PR #976, opened 2024-05-01
Build static linux binaries, including arm64

cknitt:
* Build static binaries for Linux which fixes glibc compatibility issues. Uses same Docker container as in the rescript-compiler repo.
* Build Linux ARM binaries.

### DIFF
--- a/.github/workflows/ci.yml
+++ b/.github/workflows/ci.yml
@@ -12,16 +12,59 @@ concurrency:
   cancel-in-progress: true
 
 jobs:
-  test:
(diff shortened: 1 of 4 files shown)


zth (approved):
Absolutely fantastic! Do we need to update any logic around selecting what binary to use...?

cknitt:
The existing logic should be fine:
https://github.com/rescript-lang/rescript-vscode/blob/3b5824b3957e95acbb79592ce8ea4e16d04dee5e/client/src/utils.ts#L6

But I haven't really tested it on Linux ARM64 yet. Could you try it?

PR #977, opened 2024-05-01
Build with OCaml 5.1.1

cknitt:
Build with OCaml 5.1.1, like on the master branch of the rescript-compiler repo.

So that we can also use the same matching version of the docker container for the static Linux build which I'll add in a separate PR.


zth:
Awesome! 😁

+ + + + +

__WHAT TO DO__.
In your response, give all the records again with nothing altered.

__YOUR RESPONSE__.
PR #976, opened 2024-05-01
Build static linux binaries, including arm64

cknitt:
* Build static binaries for Linux which fixes glibc compatibility issues. Uses same Docker container as in the rescript-compiler repo.
* Build Linux ARM binaries.

### DIFF
--- a/.github/workflows/ci.yml
+++ b/.github/workflows/ci.yml
@@ -12,16 +12,59 @@ concurrency:
   cancel-in-progress: true
 
 jobs:
-  test:
(diff shortened: 1 of 4 files shown)


zth (approved):
Absolutely fantastic! Do we need to update any logic around selecting what binary to use...?

cknitt:
The existing logic should be fine:
https://github.com/rescript-lang/rescript-vscode/blob/3b5824b3957e95acbb79592ce8ea4e16d04dee5e/client/src/utils.ts#L6

But I haven't really tested it on Linux ARM64 yet. Could you try it?

PR #977, opened 2024-05-01
Build with OCaml 5.1.1

cknitt:
Build with OCaml 5.1.1, like on the master branch of the rescript-compiler repo.

So that we can also use the same matching version of the docker container for the static Linux build which I'll add in a separate PR.


zth:
Awesome! 😁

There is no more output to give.